Crypto and Web3 have a problem. No, not the recent drop in the value of Bitcoin, the collapse of the “stablecoin” Terra (LUNA), the fact that the first projects offered little utility and were mostly driven by asset speculation for part of a small but noisy community, or even widespread fraud accounts. This issue is of equal or greater concern, one that will survive market fluctuations and a lack of proper regulation. It’s just that, for a product meant to democratize everything from investing to activism to art, Web3, the universe of blockchain, non-fungible tokens (NFTs), and cryptocurrency, is devilishly hard to use.

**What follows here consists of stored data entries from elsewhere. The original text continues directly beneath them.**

PR #3771, opened 2026-01-08
synth: SWAP_ARITH_OPERATORS smoketest

oharboe:


maliberty:
asap7/riscv32i is a better smoke test as uart doesn't show an improvement currently.

oharboe:
@maliberty I will leave you to it.

PR #4001, opened 2026-03-15
Klayout dependency

oharboe:
## Make KLayout an optional dependency

KLayout is only needed for GDS generation, DRC, and LVS. Most ORFS
use cases — education, architectural exploration, CI testing, OpenROAD
development — never need GDS output. This PR decouples KLayout so that
`make finish` and `do-finish` / `do-final` complete without it.

### What changes

- `finish` / `do-finish` no longer depend on GDS generation
- New `make gds` / `do-gds` target for explicit GDS generation
  (follows existing pattern: place/do-place, finish/do-finish, gds/do-gds)
- `check-klayout` guard on all KLayout-dependent targets with a
  helpful error message when KLayout is missing
- `do-klayout` / `do-klayout_wrap` sed-based XML manipulation replaced
  with `util/generate_klayout_tech.py` (stdlib, no KLayout dependency)
- `def2stream.py` refactored into a testable `merge_gds()` function
  with guarded `import pya`
- 34 new unit tests using `unittest.mock` — run without KLayout
- CI path triggers widened to `flow/util/*.py` and `flow/test/test_*.py`

### Backwards compatibility

- `make finish gds` produces GDS exactly as before
- `do-gds` is unchanged — bazel-orfs can call it from a new
  `orfs_gds()` rule
- All existing scripts that run `make finish` will complete without
  KLayout; they simply no longer attempt GDS generation

### bazel-orfs

`do-final` no longer requires KLayout in the toolchain. A separate
`orfs_gds()` Bazel rule calling `do-gds` makes KLayout an optional
dependency configured in `MODULE.bazel`.

### Test plan

- [ ] `cd flow/test && python -m unittest test_generate_klayout_tech test_def2stream test_convertDrc` (34 tests, no KLayout)
- [ ] `make finish DESIGN_CONFIG=designs/nangate45/gcd/config.mk` completes without KLayout
- [ ] `make gds DESIGN_CONFIG=designs/nangate45/gcd/config.mk` fails with helpful message when KLayout is missing
- [ ] `make finish gds DESIGN_CONFIG=designs/nangate45/gcd/config.mk` produces GDS when KLayout is installed

### DIFF
--- a/flow/docs/KLayoutOptionalDependency.md
+++ b/flow/docs/KLayoutOptionalDependency.md
@@ -11,8 +11,6 @@ without KLayout installed.
 |---|---|---|
 | `make finish` | No | Complete flow through timing reports |
 | `make gds` | Yes | Generate GDS/OAS from finished design |
-| `make do-finish` / `make do-final` | No | Same as `finish`, for bazel-orfs |
-| `make do-gds` | Yes | Same as `gds`, for bazel-orfs |
 | `make drc` | Yes | Run DRC checks (requires GDS) |
 | `make lvs` | Yes | Run LVS checks (requires GDS) |
 | `make gallery` | Yes | Generate layout screenshots |
@@ -26,19 +24,6 @@ missing and a KLayout-dependent target is invoked:
 Error: KLayout not found. Install KLayout or set KLAYOUT_CMD.
 Hint: 'make finish' works without KLayout. Only GDS/DRC/LVS need it.
 ```
-
-## Use Cases
-
-| Use Case | Needs KLayout? |
-|---|---|
-| Education / learning digital design | No |
-| Architectural exploration (PPA analysis) | No |
-| CI testing of ORFS / OpenROAD | No |
-| Local ORFS and OpenROAD development | No |
-| bazel-orfs default `orfs_flow()` | No |
-| GDS generation for tapeout | Yes |
-| DRC / LVS verification | Yes |
-| Layout visualization in KLayout GUI | Yes |
 
 ## bazel-orfs Integration
 
--- a/flow/docs/KLayoutOptionalDependency.md
+++ b/flow/docs/KLayoutOptionalDependency.md
@@ -9,7 +9,7 @@ without KLayout installed.
 
 | Target | Requires KLayout | Description |
 |---|---|---|
-| `make finish` | No | Complete flow through timing reports |
+| `make finish` | Yes | Complete flow including GDS generation |
 | `make gds` | Yes | Generate GDS/OAS from finished design |
 | `make drc` | Yes | Run DRC checks (requires GDS) |
 | `make lvs` | Yes | Run LVS checks (requires GDS) |
@@ -22,7 +22,7 @@ missing and a KLayout-dependent target is invoked:
 
 ```
 Error: KLayout not found. Install KLayout or set KLAYOUT_CMD.
-Hint: 'make finish' works without KLayout. Only GDS/DRC/LVS need it.
+Hint: KLayout is needed for GDS/DRC/LVS targets.
 ```
 
 ## bazel-orfs Integration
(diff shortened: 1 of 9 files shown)


oharboe:
@hzeller @maliberty TL;DR merge this and only users and developers who need klayout have to install it.

flow/docs/KLayoutOptionalDependency.md
```diff
@@ -0,0 +1,89 @@
...
+without KLayout installed.
+
+## Makefile Targets
+
+| Target | Requires KLayout | Description |
+|---|---|---|
+| `make finish` | No | Complete flow through timing reports |
+| `make gds` | Yes | Generate GDS/OAS from finished design |
+| `make do-finish` / `make do-final` | No | Same as `finish`, for bazel-orfs |
+| `make do-gds` | Yes | Same as `gds`, for bazel-orfs |
```
maliberty: The do targets are just for b-orfs and don't need to be documented for users

flow/docs/KLayoutOptionalDependency.md
```diff
@@ -0,0 +1,89 @@
...
+| Use Case | Needs KLayout? |
+|---|---|
+| Education / learning digital design | No |
+| Architectural exploration (PPA analysis) | No |
+| CI testing of ORFS / OpenROAD | No |
+| Local ORFS and OpenROAD development | No |
+| bazel-orfs default `orfs_flow()` | No |
+| GDS generation for tapeout | Yes |
+| DRC / LVS verification | Yes |
+| Layout visualization in KLayout GUI | Yes |
```
maliberty: Redundant to the paragraph in # KLayout as an Optional Dependency

maliberty (changes requested):
I would rather not change the default behavior.  Perhaps a new target like `signoff` could be used for your purpose.

oharboe:
> I would rather not change the default behavior. Perhaps a new target like `signoff` could be used for your purpose.

Well spotted, thanks!

Fixed.

maliberty:
hmm... I don't see a new target

oharboe:
> hmm... I don't see a new target

bazel-orfs already has do-gds broken out, so I am good.

flow/docs/KLayoutOptionalDependency.md
```diff
@@ -0,0 +1,74 @@
...
+Error: KLayout not found. Install KLayout or set KLAYOUT_CMD.
+Hint: KLayout is needed for GDS/DRC/LVS targets.
+```
+
+## bazel-orfs Integration
+
+bazel-orfs uses the `do-` prefixed targets which bypass Make's dependency
+management. The relevant targets follow the standard pattern:
+
+- `do-finish` / `do-final` — runs the finish stage without GDS
```
maliberty: How can do-finish not include GDS while finish does?

flow/docs/KLayoutOptionalDependency.md
```diff
@@ -0,0 +1,74 @@
...
+completed, it would eliminate the KLayout dependency for GDS generation
+in many cases. However, KLayout support will live alongside `write_gds`
+until there is confidence that `write_gds` is robust and fully covers
+all current use cases.
+
+Even then, non-public or future PDKs may have requirements that benefit
+from KLayout's mature GDS handling. Whether KLayout support stays in
+ORFS indefinitely remains to be seen. Once `write_gds` works robustly
+for all of today's use cases, extending it to cover future ones may
+turn out to be straightforward.
```
maliberty: Unnecessary.  Let's document it when it becomes relevant as nobody is working on it actively.

flow/docs/KLayoutOptionalDependency.md
maliberty: I see do-finish isn't equivalent to finish already.

oharboe: Yes: do-finish no longer includes do-gds now, whereas "finish" is left alone. The do- form is composable, the non-do versions are compatible. So that's the compromise.

maliberty (approved):

PR #4008, opened 2026-03-16
Claude procedure to hunt down non-determinism in pr-head

oharboe:
Found and reported this issue https://github.com/The-OpenROAD-Project/OpenROAD/issues/9781

If you have a pr-head with non-determinism, run:

    /diagnose-pr-head <github-pr-url>


oharboe:
@vvbandeira Just FYI on how I dig into non determinism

“Getting and spending we waste our hours,” Wordsworth wrote in his poetic critique of capitalism. With cryptocurrencies, it is not the acquisition that takes time or requires technical knowledge. Part of their appeal, in fact, is how easy they are to buy. Buying Bitcoin or Ethereum is as simple as setting up an account on one of the many registered exchanges and linking it to a credit card (or source of funds).
It’s spending that has taken up embarrassing amounts of our time in the last two years, and one that we believe represents a real limit on how these innovations can change the world. Initially, the problem with Crypto was the inability to spend it on anything other than illicit purchases on websites like Silk Road. That all changed with the emergence of NFTs and decentralized autonomous organizations that allow users to buy digital art, invest in musicians in exchange for a share of their royalties, or join clubs that give them access to IRL (in real life) activities like concerts. or networking events. But participating in these projects, or operating within Web3 in general, requires you to be able to understand and act on smart contracts written in code, often in seconds.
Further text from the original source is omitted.